Information:
= = = = =
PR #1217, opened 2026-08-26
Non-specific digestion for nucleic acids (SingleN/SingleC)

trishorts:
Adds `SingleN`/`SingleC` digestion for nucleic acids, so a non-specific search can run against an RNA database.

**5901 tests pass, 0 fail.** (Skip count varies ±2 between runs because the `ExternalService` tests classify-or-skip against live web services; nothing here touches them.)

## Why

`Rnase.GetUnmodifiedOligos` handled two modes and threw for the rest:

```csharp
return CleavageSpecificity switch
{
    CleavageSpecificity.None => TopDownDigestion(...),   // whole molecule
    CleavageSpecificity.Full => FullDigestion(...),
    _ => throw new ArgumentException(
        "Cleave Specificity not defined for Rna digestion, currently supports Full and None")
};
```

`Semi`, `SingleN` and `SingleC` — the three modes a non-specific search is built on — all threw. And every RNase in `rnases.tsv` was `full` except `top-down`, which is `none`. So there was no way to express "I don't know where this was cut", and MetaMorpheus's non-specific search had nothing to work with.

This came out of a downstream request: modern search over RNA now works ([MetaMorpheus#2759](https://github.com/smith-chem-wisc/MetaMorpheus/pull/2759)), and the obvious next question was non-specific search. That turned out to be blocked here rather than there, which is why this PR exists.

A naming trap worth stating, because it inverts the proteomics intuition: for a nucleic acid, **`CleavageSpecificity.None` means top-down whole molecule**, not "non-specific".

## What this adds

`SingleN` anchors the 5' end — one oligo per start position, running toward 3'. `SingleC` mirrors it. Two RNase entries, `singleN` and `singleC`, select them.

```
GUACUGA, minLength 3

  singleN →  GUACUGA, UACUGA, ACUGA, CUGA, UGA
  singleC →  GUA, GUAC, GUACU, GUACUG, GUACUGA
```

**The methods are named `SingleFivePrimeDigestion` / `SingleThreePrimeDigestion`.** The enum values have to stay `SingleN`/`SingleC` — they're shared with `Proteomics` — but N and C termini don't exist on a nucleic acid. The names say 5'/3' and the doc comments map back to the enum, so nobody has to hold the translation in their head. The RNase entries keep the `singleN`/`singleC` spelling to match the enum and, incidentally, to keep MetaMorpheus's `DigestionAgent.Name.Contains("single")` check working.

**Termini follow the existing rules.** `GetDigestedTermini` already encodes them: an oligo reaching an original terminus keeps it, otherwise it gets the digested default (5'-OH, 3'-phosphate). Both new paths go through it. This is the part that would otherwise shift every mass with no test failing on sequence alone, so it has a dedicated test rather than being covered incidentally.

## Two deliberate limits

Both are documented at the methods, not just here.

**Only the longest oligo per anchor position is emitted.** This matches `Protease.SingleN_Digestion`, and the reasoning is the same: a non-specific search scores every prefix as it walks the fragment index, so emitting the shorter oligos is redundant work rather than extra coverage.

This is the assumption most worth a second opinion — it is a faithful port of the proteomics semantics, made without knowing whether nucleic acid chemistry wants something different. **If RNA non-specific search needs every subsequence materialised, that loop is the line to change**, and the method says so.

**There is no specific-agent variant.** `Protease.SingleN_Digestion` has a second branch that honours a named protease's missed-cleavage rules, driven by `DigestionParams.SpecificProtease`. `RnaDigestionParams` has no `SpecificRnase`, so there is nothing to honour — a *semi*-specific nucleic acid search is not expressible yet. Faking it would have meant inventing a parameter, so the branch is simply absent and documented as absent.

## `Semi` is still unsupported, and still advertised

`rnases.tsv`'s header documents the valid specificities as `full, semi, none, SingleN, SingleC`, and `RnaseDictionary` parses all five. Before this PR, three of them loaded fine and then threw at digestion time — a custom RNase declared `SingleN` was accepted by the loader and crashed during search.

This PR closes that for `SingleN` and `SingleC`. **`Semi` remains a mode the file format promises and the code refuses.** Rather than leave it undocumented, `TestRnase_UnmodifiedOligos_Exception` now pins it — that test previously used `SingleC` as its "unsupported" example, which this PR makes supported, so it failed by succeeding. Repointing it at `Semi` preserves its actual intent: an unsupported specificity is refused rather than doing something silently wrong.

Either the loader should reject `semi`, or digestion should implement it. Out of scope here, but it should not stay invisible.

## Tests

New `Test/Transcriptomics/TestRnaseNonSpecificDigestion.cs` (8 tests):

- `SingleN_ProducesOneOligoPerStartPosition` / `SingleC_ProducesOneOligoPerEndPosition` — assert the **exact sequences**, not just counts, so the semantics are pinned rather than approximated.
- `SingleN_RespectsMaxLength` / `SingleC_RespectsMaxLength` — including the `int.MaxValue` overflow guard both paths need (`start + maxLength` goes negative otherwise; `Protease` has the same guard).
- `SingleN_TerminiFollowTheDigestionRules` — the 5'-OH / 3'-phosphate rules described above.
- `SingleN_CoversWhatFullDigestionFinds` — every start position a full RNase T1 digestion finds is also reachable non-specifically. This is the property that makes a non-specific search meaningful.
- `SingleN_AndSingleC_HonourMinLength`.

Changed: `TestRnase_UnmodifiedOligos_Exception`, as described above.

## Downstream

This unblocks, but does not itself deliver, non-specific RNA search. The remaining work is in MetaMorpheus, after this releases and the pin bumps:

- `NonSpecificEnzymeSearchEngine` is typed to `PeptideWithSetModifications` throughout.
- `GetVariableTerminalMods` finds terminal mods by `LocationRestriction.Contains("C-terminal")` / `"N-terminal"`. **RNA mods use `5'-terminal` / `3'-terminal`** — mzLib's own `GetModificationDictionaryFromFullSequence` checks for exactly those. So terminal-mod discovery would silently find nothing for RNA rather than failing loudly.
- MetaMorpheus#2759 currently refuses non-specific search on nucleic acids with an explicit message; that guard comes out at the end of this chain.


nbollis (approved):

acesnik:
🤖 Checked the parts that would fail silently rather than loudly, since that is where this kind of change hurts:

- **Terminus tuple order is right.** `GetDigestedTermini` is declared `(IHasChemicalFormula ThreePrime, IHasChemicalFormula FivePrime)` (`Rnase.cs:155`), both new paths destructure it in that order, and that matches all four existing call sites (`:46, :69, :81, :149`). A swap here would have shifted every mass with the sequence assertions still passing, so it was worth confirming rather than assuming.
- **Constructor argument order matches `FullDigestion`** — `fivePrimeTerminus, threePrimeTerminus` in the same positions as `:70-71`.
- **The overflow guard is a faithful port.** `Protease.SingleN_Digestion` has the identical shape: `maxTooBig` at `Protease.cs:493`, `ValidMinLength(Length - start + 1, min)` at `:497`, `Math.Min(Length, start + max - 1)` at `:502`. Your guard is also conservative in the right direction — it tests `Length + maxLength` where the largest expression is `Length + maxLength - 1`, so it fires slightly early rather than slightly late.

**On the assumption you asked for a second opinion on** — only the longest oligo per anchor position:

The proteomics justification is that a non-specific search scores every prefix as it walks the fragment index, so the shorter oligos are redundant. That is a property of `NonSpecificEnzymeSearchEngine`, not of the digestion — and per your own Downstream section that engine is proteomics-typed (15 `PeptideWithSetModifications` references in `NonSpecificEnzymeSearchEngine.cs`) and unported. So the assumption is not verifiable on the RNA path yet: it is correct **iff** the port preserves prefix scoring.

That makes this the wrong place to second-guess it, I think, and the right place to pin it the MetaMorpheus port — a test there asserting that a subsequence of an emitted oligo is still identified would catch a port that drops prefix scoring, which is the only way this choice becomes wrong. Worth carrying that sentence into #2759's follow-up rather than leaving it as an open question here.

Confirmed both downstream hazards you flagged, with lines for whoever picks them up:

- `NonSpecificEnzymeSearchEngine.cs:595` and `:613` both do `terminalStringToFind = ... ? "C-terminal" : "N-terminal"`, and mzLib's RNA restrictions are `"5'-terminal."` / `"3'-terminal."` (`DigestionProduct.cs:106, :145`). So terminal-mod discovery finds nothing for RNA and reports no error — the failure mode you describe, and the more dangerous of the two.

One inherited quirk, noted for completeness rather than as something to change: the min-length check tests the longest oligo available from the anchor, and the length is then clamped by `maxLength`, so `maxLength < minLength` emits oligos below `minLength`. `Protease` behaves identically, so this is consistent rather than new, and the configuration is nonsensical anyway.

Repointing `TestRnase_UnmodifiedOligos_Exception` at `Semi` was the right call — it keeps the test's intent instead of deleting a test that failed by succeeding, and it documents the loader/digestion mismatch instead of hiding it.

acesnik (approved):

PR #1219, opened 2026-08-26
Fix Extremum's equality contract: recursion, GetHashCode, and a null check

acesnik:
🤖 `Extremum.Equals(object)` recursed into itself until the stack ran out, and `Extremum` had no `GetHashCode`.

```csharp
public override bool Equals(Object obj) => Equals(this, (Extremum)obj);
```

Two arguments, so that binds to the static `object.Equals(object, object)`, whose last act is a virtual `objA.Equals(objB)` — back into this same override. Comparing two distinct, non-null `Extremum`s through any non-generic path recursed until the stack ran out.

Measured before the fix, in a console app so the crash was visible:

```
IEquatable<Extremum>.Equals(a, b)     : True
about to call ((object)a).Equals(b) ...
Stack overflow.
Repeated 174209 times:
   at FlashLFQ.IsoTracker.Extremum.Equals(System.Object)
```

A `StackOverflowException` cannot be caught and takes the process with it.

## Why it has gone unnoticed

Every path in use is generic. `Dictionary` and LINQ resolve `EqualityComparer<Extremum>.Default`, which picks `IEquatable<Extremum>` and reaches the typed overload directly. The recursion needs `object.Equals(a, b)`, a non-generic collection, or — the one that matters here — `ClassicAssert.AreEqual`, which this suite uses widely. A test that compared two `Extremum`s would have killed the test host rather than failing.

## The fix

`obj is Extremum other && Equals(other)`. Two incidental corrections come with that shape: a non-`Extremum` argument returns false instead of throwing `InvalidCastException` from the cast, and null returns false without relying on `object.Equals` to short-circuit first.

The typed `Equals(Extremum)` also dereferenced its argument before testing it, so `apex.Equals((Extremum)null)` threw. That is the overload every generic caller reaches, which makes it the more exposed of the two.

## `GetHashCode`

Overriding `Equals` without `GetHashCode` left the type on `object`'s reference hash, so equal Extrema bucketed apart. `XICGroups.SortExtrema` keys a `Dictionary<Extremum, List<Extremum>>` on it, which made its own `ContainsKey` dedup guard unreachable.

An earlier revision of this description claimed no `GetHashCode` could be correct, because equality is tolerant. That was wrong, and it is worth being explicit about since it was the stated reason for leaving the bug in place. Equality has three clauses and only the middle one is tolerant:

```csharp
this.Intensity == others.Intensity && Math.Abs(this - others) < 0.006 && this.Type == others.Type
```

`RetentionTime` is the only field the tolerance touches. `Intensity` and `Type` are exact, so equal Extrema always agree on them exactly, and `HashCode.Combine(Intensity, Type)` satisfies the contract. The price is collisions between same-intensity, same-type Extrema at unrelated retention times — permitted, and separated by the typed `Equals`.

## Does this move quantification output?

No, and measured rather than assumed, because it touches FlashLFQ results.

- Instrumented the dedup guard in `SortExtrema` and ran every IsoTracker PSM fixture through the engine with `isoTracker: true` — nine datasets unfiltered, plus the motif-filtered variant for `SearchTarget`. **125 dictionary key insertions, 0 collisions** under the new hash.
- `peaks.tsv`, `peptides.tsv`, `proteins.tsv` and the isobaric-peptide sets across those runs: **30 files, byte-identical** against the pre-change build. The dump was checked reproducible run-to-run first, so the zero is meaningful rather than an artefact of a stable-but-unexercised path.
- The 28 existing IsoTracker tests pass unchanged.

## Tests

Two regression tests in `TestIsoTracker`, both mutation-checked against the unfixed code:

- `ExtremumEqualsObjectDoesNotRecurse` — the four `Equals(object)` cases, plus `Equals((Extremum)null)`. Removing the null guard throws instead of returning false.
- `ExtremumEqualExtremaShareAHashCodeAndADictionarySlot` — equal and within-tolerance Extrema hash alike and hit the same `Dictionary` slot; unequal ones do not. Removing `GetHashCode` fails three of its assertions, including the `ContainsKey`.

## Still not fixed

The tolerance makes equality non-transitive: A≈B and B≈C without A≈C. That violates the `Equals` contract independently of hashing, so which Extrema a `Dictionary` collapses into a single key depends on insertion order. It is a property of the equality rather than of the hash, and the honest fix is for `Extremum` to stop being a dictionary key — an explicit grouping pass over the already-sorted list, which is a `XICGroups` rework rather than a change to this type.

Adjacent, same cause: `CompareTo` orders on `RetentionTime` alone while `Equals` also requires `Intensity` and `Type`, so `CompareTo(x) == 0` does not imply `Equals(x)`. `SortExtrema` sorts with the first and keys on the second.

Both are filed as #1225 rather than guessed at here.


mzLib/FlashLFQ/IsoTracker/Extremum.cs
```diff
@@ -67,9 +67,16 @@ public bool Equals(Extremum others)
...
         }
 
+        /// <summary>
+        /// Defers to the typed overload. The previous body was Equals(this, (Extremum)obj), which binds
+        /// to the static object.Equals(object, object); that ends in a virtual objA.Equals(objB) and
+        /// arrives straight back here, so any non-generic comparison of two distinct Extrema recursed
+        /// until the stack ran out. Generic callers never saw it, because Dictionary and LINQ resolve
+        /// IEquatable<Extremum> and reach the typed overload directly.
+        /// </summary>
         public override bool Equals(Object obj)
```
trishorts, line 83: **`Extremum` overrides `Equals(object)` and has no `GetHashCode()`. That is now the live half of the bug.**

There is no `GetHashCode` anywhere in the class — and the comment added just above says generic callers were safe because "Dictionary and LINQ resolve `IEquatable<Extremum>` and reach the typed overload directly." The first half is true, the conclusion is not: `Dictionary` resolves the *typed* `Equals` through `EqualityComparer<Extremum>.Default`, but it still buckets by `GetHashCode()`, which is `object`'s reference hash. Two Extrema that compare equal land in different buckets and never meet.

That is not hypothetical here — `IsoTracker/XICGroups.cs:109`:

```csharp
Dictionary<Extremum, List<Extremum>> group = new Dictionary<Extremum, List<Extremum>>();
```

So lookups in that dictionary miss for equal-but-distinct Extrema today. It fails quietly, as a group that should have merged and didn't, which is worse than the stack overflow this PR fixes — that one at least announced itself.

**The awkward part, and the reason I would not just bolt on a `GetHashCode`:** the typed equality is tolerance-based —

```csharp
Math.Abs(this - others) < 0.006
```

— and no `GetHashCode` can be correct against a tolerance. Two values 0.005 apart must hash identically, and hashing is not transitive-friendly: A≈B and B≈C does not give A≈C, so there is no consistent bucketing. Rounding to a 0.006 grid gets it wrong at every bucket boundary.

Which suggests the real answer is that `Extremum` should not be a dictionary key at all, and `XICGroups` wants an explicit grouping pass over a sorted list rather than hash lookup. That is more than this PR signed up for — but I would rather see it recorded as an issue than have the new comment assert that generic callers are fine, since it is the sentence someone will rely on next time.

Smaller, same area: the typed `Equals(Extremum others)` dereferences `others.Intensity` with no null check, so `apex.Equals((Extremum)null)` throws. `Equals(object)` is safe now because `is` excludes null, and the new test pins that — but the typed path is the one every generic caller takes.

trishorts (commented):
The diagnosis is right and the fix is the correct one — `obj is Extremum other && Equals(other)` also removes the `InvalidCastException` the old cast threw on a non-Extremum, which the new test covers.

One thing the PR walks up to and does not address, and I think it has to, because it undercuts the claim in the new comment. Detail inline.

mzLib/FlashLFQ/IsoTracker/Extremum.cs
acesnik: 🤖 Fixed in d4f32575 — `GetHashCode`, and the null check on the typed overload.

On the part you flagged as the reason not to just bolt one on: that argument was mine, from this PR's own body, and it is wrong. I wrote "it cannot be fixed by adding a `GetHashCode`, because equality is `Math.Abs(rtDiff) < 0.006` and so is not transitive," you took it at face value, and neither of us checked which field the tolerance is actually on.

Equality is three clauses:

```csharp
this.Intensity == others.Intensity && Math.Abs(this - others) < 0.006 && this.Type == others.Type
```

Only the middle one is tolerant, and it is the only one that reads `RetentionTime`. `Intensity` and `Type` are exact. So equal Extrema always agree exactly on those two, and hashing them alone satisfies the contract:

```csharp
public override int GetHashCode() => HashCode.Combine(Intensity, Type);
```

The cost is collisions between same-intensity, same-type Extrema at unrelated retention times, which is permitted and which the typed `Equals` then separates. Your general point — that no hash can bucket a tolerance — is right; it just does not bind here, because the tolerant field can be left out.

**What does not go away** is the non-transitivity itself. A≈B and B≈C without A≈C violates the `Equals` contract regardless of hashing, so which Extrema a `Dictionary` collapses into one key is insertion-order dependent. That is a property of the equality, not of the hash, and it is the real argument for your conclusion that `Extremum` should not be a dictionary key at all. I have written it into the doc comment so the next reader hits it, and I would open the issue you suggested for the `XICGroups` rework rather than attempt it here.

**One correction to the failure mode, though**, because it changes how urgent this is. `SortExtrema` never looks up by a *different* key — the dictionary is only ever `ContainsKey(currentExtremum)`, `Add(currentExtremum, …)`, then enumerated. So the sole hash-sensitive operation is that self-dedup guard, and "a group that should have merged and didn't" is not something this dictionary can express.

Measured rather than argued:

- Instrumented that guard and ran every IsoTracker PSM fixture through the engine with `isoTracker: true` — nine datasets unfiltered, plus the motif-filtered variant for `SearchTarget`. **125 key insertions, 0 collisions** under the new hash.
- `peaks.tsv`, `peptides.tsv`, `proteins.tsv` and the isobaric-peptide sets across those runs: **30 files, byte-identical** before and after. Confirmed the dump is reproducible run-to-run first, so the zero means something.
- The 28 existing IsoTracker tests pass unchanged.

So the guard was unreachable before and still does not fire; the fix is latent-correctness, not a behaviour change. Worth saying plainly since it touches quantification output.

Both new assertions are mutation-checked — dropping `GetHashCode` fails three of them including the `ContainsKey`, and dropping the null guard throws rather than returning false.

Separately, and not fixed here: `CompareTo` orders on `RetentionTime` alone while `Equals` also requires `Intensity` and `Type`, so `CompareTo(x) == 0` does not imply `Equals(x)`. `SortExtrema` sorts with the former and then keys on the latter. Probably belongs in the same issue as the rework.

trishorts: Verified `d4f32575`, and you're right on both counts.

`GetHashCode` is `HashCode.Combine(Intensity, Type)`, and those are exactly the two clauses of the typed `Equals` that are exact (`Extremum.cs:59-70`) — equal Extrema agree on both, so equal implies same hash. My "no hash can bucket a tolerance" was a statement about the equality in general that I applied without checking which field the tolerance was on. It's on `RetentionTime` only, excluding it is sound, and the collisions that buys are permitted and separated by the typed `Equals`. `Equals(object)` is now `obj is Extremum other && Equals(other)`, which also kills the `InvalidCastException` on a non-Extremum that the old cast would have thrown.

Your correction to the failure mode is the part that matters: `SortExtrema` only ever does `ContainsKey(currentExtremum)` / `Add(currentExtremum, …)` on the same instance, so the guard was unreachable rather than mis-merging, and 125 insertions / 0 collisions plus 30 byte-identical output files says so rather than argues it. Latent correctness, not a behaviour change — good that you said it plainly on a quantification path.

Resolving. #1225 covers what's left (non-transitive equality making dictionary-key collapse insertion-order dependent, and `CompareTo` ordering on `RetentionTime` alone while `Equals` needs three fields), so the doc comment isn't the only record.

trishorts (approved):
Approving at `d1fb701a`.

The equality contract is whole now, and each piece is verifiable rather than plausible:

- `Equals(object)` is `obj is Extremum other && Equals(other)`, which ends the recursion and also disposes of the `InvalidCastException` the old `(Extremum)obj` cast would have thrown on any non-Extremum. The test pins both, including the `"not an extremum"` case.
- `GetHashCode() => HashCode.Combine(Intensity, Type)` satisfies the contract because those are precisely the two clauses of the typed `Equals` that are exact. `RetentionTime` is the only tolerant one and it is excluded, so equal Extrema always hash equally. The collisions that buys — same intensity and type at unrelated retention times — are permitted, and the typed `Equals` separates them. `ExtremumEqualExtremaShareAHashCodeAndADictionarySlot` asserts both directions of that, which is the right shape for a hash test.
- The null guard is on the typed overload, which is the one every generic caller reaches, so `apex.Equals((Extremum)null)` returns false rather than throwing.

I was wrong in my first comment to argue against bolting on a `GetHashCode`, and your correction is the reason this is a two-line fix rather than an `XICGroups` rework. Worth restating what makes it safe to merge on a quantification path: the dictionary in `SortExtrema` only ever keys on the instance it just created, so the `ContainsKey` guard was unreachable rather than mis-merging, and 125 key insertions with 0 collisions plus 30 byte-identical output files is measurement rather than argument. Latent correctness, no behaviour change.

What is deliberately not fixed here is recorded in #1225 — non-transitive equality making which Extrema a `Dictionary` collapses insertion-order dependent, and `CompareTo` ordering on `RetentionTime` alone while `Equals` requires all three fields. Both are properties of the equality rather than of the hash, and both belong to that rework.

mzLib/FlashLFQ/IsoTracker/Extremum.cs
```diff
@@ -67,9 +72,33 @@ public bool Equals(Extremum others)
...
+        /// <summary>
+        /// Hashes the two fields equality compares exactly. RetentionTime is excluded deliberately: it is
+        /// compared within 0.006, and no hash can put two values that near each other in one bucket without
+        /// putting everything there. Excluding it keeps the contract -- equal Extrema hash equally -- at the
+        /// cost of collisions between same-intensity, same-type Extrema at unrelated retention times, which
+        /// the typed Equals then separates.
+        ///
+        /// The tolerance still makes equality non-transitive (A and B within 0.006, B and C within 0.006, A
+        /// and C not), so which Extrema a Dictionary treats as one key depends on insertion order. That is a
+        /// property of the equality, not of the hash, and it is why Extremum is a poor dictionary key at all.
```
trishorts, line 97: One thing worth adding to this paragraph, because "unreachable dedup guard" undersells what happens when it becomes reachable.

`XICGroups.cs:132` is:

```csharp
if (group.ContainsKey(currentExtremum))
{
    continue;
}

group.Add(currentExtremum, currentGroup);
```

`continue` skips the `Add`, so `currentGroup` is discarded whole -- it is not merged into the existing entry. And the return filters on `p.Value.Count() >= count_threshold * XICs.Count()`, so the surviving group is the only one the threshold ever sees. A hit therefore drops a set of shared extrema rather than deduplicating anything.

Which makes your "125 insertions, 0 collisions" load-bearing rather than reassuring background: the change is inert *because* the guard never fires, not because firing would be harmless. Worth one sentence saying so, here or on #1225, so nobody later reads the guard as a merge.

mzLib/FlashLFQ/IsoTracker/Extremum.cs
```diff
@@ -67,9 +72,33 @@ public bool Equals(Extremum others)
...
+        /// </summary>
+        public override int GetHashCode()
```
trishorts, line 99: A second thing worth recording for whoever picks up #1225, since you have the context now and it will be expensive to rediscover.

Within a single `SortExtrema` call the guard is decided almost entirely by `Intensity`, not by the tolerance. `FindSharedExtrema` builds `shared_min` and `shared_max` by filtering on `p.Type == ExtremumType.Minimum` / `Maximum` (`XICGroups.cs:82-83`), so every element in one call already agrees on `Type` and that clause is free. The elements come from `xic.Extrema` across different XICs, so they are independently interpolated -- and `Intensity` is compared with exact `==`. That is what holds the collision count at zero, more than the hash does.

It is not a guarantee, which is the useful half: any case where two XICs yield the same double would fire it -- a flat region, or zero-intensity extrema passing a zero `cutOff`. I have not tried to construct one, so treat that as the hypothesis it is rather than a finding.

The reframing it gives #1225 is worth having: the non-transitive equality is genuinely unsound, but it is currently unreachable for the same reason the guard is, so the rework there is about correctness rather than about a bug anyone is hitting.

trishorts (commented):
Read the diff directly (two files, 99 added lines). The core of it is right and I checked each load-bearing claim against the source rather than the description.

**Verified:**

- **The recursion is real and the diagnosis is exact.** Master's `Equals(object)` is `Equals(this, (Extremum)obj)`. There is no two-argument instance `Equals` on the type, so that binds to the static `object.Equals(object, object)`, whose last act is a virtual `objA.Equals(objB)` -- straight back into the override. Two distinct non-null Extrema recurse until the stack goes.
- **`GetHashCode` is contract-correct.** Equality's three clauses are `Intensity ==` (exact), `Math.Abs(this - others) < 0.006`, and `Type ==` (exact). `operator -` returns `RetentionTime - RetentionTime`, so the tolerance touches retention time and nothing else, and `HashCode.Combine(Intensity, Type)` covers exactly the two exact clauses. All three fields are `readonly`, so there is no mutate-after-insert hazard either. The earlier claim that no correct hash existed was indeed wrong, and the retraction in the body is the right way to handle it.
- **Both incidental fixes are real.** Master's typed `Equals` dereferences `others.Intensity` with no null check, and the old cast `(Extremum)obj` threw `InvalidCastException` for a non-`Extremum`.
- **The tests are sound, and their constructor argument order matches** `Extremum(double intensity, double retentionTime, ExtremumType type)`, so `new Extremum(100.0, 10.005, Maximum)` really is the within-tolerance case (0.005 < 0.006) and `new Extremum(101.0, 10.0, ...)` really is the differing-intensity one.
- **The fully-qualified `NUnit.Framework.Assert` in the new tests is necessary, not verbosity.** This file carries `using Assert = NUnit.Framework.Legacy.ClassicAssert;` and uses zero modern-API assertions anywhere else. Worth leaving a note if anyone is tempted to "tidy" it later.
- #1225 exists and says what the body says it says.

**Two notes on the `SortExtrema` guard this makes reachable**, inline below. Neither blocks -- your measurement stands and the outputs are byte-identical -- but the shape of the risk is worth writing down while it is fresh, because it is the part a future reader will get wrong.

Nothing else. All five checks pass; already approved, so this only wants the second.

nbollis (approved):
= = = = =
Exercise directions:
The answer must be every line of the records that holds the string "dereferences".

Response to the exercise:
Smaller, same area: the typed `Equals(Extremum others)` dereferences `others.Intensity` with no null check, so `apex.Equals((Extremum)null)` throws. `Equals(object)` is safe now because `is` excludes null, and the new test pins that — but the typed path is the one every generic caller takes.
- **Both incidental fixes are real.** Master's typed `Equals` dereferences `others.Intensity` with no null check, and the old cast `(Extremum)obj` threw `InvalidCastException` for a non-`Extremum`.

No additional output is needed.